Although currently the use of Iontophoresis is rapidly becoming widespread, the  technique has been centuries in the making. The first notable literature published was in 1747 by Giovanni Pivati. After applying an electric current to a scented plant in a sealed jar, the smell penetrated the container. It was not until the 1850’s when it was first suggested that the application of electric current could be used for medication delivery (Helmstadter, 2001). From that time, several different substances were experimented with for their affinity for transdermal delivery (see Table 1).




(Helmstadter, 2001)



Transdermal delivery of ionized drugs without the aid of electric current had previously been rarely used due to the slow rate of diffusion powered only by the concentration gradient.

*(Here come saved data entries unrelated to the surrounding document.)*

PR #85, opened 2023-08-20
ThemisML: Make startup work on test server

pal03377:
### Motivation and Context

The ThemisML module currently does not start on the test server.

### Description

The reason is that ThemisML tries to access the GPU (indirectly, via pytorch). The pytorch installation for CPU only is difficult to achieve. This PR attempts to install the CPU version still.

I also updated the JavaLexer + JavaParser code from Antlr because it was outdated and I was getting warnings about that.

### Steps for Testing

Start ThemisML on the test server.


module_programming_themisml/Dockerfile
```diff
@@ -22,6 +23,12 @@ RUN poetry config virtualenvs.create true \
     && poetry config virtualenvs.in-project true \
     && poetry install --no-interaction --no-ansi
 
+# re-install pytorch in the CPU version because we don't have a GPU
+RUN poetry source add --priority=supplemental torch-stable https://download.pytorch.org/whl/ # Add the PyTorch repo
+RUN poetry add torch==2.0.0+cpu # Install PyTorch
+# somehow, the torch library needs sympy to be installed manually as well
+RUN poetry add sympy==1.12
```
FelixTJDietrich: The `# comment` part is highlighted like the command in VSCode for me. I don't know if this is working, maybe put the comments on the line before?

```suggestion
# Install PyTorch
RUN poetry add torch==2.0.0+cpu
# somehow, the torch library needs sympy to be installed manually as well
RUN poetry add sympy==1.12
```

FelixTJDietrich (approved):
Other than the one suggestion for the Dockerfile this LGTM, worked as expected on the test server :) 

It ran through, but I probably need to add training submissions to get any suggestions 🤔:
image

module_programming_themisml/Dockerfile
FelixTJDietrich: I don't know if the code suggestion here worked 😅

PR #87, opened 2023-08-23
Docker Production: Add dependencies on Postgres startup

pal03377:
### Motivation and Context

Sometimes, the PostgreSQL database would not start up quick enough with the production setup and therefore, some modules would crash.

### Description

Added a dependency in the production docker-compose file to wait for Postgres to start.

### Steps for Testing

Start the production docker compose file, e.g. by deploying to the test server. Alternative for local setup: `docker compose -f docker-compose.prod.yml up --pull`


FelixTJDietrich (approved):
Deployed successfully, code LGTM

PR #88, opened 2023-08-23
Allow Problem Statement to be null / None

pal03377:
### Motivation and Context

When you don't enter a problem statement for a new text exercise, its value is `null`. This crashes Athena.

### Description

We solve this by allowing the problem statement to be `None` in Athena.

### Steps for Testing

Create a new text exercise on https://ma-schwind.ase.cit.tum.de/. Leave the problem statement empty. Enable automatic assessment. Then, set the due date to something in the future. Athena should not reject the submissions anymore.


FelixTJDietrich (approved):
I checked the code if I could find any other locations where problem_statement could be null/None but could not find any. Code LGTM

PR #89, opened 2023-08-23
Run consumers asynchronously

pal03377:
### Motivation and Context

Sometimes, requests from Artemis for submission sending would time out after 10 seconds because Athena did not answer in time. Athena does not respond with any "real" information, so the response could and should be immediate.

### Description

For the consumer endpoints (which don't return anything), we now run the actual computation from the module asynchronously in the background.

### Steps for Testing

Test the consumers by sending submissions / feedback to Athena. They should respond pretty quickly now.


FelixTJDietrich (approved):
Code LGTM and still works for me on the test server 👍

PR #90, opened 2023-08-27
Allow nullable example solution in text exercises

FelixTJDietrich:
### Motivation and Context

Some text exercises error because they don't have an example solution. For example id: `4279`

### Description

Allows None for the `example_solution` in text exercises.

### Steps for Testing

1. Delete db
2. Run text module + assessment_module_manager
3. Use playground with exported evaluation data 
4. Request a suggestion with a text module for exercise `4279`

### Screenshots

image


pal03377 (approved):
Works! Testes locally

pal03377:
Code also looks good

Issue #81, opened 2023-08-18
Playground: Selecting module without config schema takes long


pal03377:
When you select an assessment module that has no config schema, the playground retries fetching it until the timeout regardless, which makes selecting the assessment module slow:

https://github.com/ls1intum/Athena/assets/9006596/79800982-391c-4e06-9203-1dca0658c565

Optimally, the playground should detect a 404 error from the server and not retry fetching the config.

Ignoring the "loading config" message works. It only feels a bit unnatural.

pal03377:
fixed by #91

PR #91, opened 2023-08-27
Fix long module config loading state

FelixTJDietrich:
### Motivation and Context

The module config shows `Loading...` for a long time when it is not implemented by the module.

### Description

Disable retrying when config loading fails.

### Steps for Testing

1. `module_programming_llm` can be used for testing in the playground
2. Select module in the module requests
3. It should now show `Config options not available, not implemented for this module` much faster.

### Screenshots

image


pal03377:
fixes #81

pal03377 (approved):
Tested locally, it works 👍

With the application of the current techniques of Iontophoresis, transdermal delivery of these drugs is now desirable (Wang et al., 2005).

A safe, reliable method of Iontophoresis was first introduced in the US in 1989, however was never successful. Since then, technology has caught up, with the development of new products entering the market and making the process compatible with more drugs, and broadening the clinical indications for use.

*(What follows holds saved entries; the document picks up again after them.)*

PR #92, opened 2023-08-29
Indicate grading instruction with badge

FelixTJDietrich:
### Motivation and Context

@maximiliansoelch pointed out that it is a bit hard to understand that feedback with a proper title are indeed gradin instructions.

### Description

Add a grading instruction badge that shows when a feedback has a `grading_instruction_id`.

### Steps for Testing

1. Use evaluation data or change example data to include a `grading_instrustion_id` in the feedback
2. Preview the feedback in the playground (for instance through `send feedback to Athena`)
3. Verify that the badge is there

### Screenshots

image


pal03377 (approved):
Code looks good & it works!

screenshot-2023-08-30_001873

PR #103, opened 2023-09-07
Programming feedback suggestions integration

pal03377:
### Motivation and Context

We need a few minor changes to support the Artemis integration of programming feedback suggestions, https://github.com/ls1intum/Artemis/pull/7136

### Description

We now pass the Athena secret to programming modules so they can download the programming repositories.

### Steps for Testing

Test https://github.com/ls1intum/Artemis/pull/7136


pal03377:
This PR is contained in #104, so I'll only keep that one

PR #104, opened 2023-09-07
Improvements on ThemisML

pal03377:
### Motivation and Context

While I evaluated ThemisML, I noticed a lot of possible improvements. I implemented them in this PR.

### Description

- Send authentication header to LMS when downloading repos (stored in the Assessment Module Manager, passed to the module through a header, then passed to the LMS as well using FastAPI middleware)
- Small refactorings
- Adapt to line numbers being 1-indexed
- Generate suggestions when receiving feedback instead of when requesting them (pre-generation)
- Completely ignore unreferenced feedback
- Store the number of suggestions generated from a single feedback
- Filter for Java exercises directly for now (ThemisML only supports Java)
- Have a separate cache variable per instance of a `CodeSimilarityComputer` => garbage collect memory more often
- Increase the necessary similarity score from 75% to 95% because it worked better with real data
- Remove async processing because it was making things slower
- Generate feedback suggestions for submissions in batches to avoid memory overflows
- Remove generated overlapping suggestions
- Remove "suspicious" suggestions. A suggestion is suspicious if one of the following happens:
    1. Sometimes, there was a feedback on something banal like a getter, which was actually meant for another method.
        This caused suggestions for almost all the other submissions, which were not helpful.
        We therefore classify a suggestion as "suspicious" if it affects too many other submissions (> 10% and > 2).
    2. However, this would also sometimes classify a suggestion as suspicious if it is actually helpful.
        Therefore, we make a suggestion non-supicious if there are at least 3 other suggestions for the same method.
        This makes a mistake like described above unlikely.
    3. Suggestions are also non-suspicious if they include words that hint at other parts of the code, like "again", "consequential error", "previous", "later", "earlier", "above", "below" and German equivalents of these words.

### Steps for Testing

Test the ThemisML module, e.g. using https://github.com/ls1intum/Artemis/pull/7136 or the playground.


assessment_module_manager/assessment_module_manager/module/request_to_module.py
```diff
@@ -7,6 +7,7 @@
 
 from .module import Module
 from .list_modules import list_modules
+from athena import ExerciseType, authenticate
```
FelixTJDietrich: `authenticate` seems to be unused

athena/athena/helpers/programming/feedback.py
```diff
@@ -1,7 +1,7 @@
 from typing import Optional
 
 
-def format_feedback_text(file_path: Optional[str], line_start: Optional[int] = None, line_end: Optional[int] = None) -> str:
+def format_feedback_title(file_path: Optional[str], line_start: Optional[int] = None, line_end: Optional[int] = None) -> str:
     """Returns a consistent feedback text for an optional file path and line number.
```
FelixTJDietrich: I guess the comment could also be adjusted, i.e. replace text with title, also in the return

module_programming_themisml/module_programming_themisml/feedback_suggestions/feedback_suggestions.py
```diff
@@ -1,87 +1,128 @@
...
+    feedbacks: List[Feedback],
+) -> Iterable[CodeComparisonWithCorrespondingSuggestions]:
+    """Creates code comparisons and corresponding feedback suggestions as a generator."""
+    if len(feedbacks) == 0:
+        return
+    # group feedbacks by file path for faster access
+    logger.debug("Grouping %d feedbacks by file path", len(feedbacks))
+    feedbacks_by_file_path = group_feedbacks_by_file_path(feedbacks)
+    for submission in submissions:
+        for file_path, file_feedbacks in feedbacks_by_file_path.items():
```
FelixTJDietrich, line 64: So basically, when the student can freely choose the file name and it differs from other submissions you cannot copy feedback am I right?

module_programming_themisml/module_programming_themisml/feedback_suggestions/feedback_suggestions.py
```diff
@@ -1,87 +1,128 @@
...
+                continue
+            # get all methods in the file of the submission
+            submission_methods = extract_methods(code)
+            # get all feedbacks that match methods in the submission
+            for s_method in submission_methods:
+                for feedback in file_feedbacks:
+                    if feedback.submission_id == submission.id:
+                        # don't compare feedback with itself
+                        continue
+                    if feedback.meta["method_name"] == s_method.name:
```
FelixTJDietrich, line 82: So the method name is also required to be the same in order to find similar feedback? What if the student can freely choose?

module_programming_themisml/module_programming_themisml/feedback_suggestions/remove_overlapping.py
```diff
@@ -0,0 +1,39 @@
...
+    if feedback1.file_path != feedback2.file_path:
+        return False
+    if feedback1.line_start is None or feedback2.line_start is None:
+        return False
+    if feedback1.line_end is None or feedback2.line_end is None:
+        return False
+    if feedback1.line_start > feedback2.line_end:
+        return False
+    if feedback2.line_start > feedback1.line_end:
+        return False
```
FelixTJDietrich: Equality `==` does not count as overlapping? If it counts then `line_end` is None should also check `feedback1.line_start == feedback2.line_start`

module_programming_themisml/module_programming_themisml/feedback_suggestions/remove_overlapping.py
```diff
@@ -0,0 +1,39 @@
...
+    return True
+
+
+def filter_overlapping_suggestions(suggestions: List[Feedback]) -> List[Feedback]:
+    """
+    Filters out overlapping suggestions we don't want to suggest to tutors.
+    suggestions: List of suggestions to filter
+    """
```
FelixTJDietrich: You could use a more standardized/consistent docstring format. I'm using for example: [autoDocstring - Python Docstring Generator](https://marketplace.visualstudio.com/items?itemName=njpwerner.autodocstring)

I don't know if it makes a big difference, but maybe the documentation page can pick it up better, there are also some other docstrings that are similarly formatted.

module_programming_themisml/module_programming_themisml/__main__.py
```diff
@@ -30,53 +30,74 @@ def select_submission(exercise: Exercise, submissions: List[Submission]) -> Subm
...
+        feedback.meta["n_feedback_suggestions"] = len([f for f in feedback_suggestions if f.meta["original_feedback_id"] == feedback.id])
+        # store the information on the suggestions as well for quicker access later
+        for suggestion in feedback_suggestions:
+            if suggestion.meta["original_feedback_id"] == feedback.id:
+                suggestion.meta["n_feedback_suggestions"] = feedback.meta["n_feedback_suggestions"]
+
+    # save to database
+    store_feedback_suggestions(feedback_suggestions)  # type: ignore
+    for feedback in feedbacks:
         store_feedback(feedback)
```
FelixTJDietrich, line 78: This calls `db.commit()` for each feedback, idk if this is a problem, maybe we should add a helper similar to `store_feedback_suggestions`.

FelixTJDietrich (dismissed):
Code looks good overall :) Just some minor stuff and some questions


I also tested it on the test server and it worked, I guess. Although I thought this result was kind of strange: 🤔 
image
image

pal03377:
I'm merging this now to simplify further PRs. I will fix potential issues that are left in future PRs.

Principles of Iontophoresis

Iontophoresis involves two electrodes, the cathode and the anode (see Figure 2). For a drug that is negatively charged, the drug must be dissolved in a solution and loaded into the cathode (negatively charged electrode). This electrode should be placed directly over the lesion and the anode is then placed a few centimetres away on the skin (Khan et al., 2011). As the drug and the electrode in which it is loaded have a like charge, the drug will move through the stratum corneum (the outer layer of the epidermis) towards the anode. Drugs with neither a positive nor negative charge also move through the skin due to osmotic/electro-osmotic forces when a current is applied (Khan et al., 2011). 



Figure 2: Electrode placement and drug delivery (TCT Summary, n.d.).

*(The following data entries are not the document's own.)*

PR #105, opened 2023-09-25
Add environment vars to change module urls

maximiliansoelch:
### Motivation and Context

Kubernetes does not like `_` in the urls.

### Description

Add option to customize the module urls via an environment variable.


FelixTJDietrich:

The history has been covered in todays blog, next up we will discuss the dosage guidelines that need to be understood and adhered to during administration of iontohphoresis.


References

Wang, Y., Thakur, R., Fan, Q. & Michniak, B. (2005). Transdermal iontophoresis: combination strategies to improve transdermal iontophoretic drug delivery. European Journal of Pharmaceutics and Biopharmaceutics, 60(2), 179-191.

Chattanooga Ionto Device [Image] (n.d.). Retrieved from http://www.medicalsearch.com.au/Products/Chattanooga-Ionto-Device-47714

Khan, A., Yasir, M., Asif, M., Chauhan, I., Singh, A., Sharma, R., Singh, P., Rai, S. (2011). Iontophoretic drug delivery: history and applications. Journal of applied pharmaceutical science, 1(3), 11-24.

TCT Summary [Image] (n.d.). Retrieved from http://www.transcu.com/en/p02_1.html

Helmstadter, A. (2001). The history of electrically-assisted transdermal drug delivery. Pharmazie, 56(7), 583-587.

Prausnitz, M., Mitragotri, S. & Langer, R. (2004). Current status and future potential of transdermal drug delivery. Drug Discovery, 3(2), 115-124.